Petitioners introduced no evidence showing that their underpayment was not due to negligence or intentional disregard of rules and regulations. Petitioners' testimony that they stopped donating to the church in 1982 "because of the tax problems with the IRS" has no bearing on the years in issue here. We conclude that petitioners' underpayment of tax was due to negligence or intentional disregard of rules and regulations. Accordingly, we sustain respondent's determination with respect to the additions to tax under section 6653(a)(1).
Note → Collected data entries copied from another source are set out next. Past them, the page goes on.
PR #3865, opened 2023-03-13
Add `Md5` builtin to `crypto.HashAlgorithm`

chriskrycho:
## Overview

As discussed on Slack, expose Haskell's implementation the same way as the other existing crypto built-ins, and add it to the test transcripts. This is not a cryptographically secure algorithm, but is widely used in other contexts where it is still useful, e.g. checksums.

## Implementation notes

Adds a built-in `crypto.HashAlgorithm.Md5` using the existing `declareHashAlgorithm` machinery in `parser-typechecker`.

We talked about implementing this in Unison, and I actually started on that ([see here](https://share.unison-lang.org/@chriskrycho/p/code/latest/namespaces/public/md5); some of those pieces may still be worth generalizing in other ways, *especially* wrapping addition for 32-bit natural numbers, and the chunking-and-padding algorithms were fun to implement), but it seems worth having this as a built-in: it’s valuable for it to be correct (and fast!) and having the Haskell implementation covers that better than a Unison-native one.

## Test coverage

Added transcripts! So far this just uses the three base examples from Wikipedia, but that should be sufficient given that the "real" test coverage here comes from the fact that these are just Haskell implementations.

## Loose ends

The one thing that occurs to me is: Should Unison maybe just re-expose the majority of the implementations already present in Haskell?

### DIFF
--- a/CONTRIBUTORS.markdown
+++ b/CONTRIBUTORS.markdown
@@ -74,3 +74,4 @@ The format for this list: name, GitHub handle
 * Vlad Posmangiu Luchian (@cstml)
 * Andrii Uvarov (@unorsk)
 * Mario Bašić (@mabasic)
+* Chris Krycho (@chriskrycho)
--- a/parser-typechecker/src/Unison/Builtin.hs
+++ b/parser-typechecker/src/Unison/Builtin.hs
@@ -762,7 +762,7 @@ hashBuiltins =
     B "crypto.hmac" $ forall1 "a" (\a -> hashAlgo --> bytes --> a --> bytes),
     B "crypto.hmacBytes" $ hashAlgo --> bytes --> bytes --> bytes
   ]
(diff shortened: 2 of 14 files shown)


pchiusano (approved):
Nice, thanks Chris! You'll just need to ormolu your contributions (CI is failing because of that - all code must be formatted using the same autoformatting). See `development.markdown` for details, but short summary is you can do:

```
ormolu --mode inplace $(find . -name '*.hs')
```

using 0.5.3.0 of ormolu.

chriskrycho:
Updated: I had done `stack install ormolu` and apparently that was my mistake. Got rid of that, replaced with the latest version via `brew`, and updated! 🚀

pchiusano:
Great, thanks again, Chris!

pchiusano:
@jaredly can you add this to the JIT as well? 

@runarorama created https://github.com/unisonweb/base/issues/146 to track adding this to base.

jaredly:
Sure thing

We also conclude, for purposes of the addition to tax under section 6653(a)(2), that all of petitioners' underpayment for 1981 was attributable to negligence or intentional disregard of rules and regulations.
We must next decide whether respondent's motion seeking damages under section 6673 should be granted. 10 We have considered the record in this particular case, and exercising our discretion, we have determined that damages pursuant to section 6673 will not be awarded in these proceedings.
Decision will be entered for the respondent.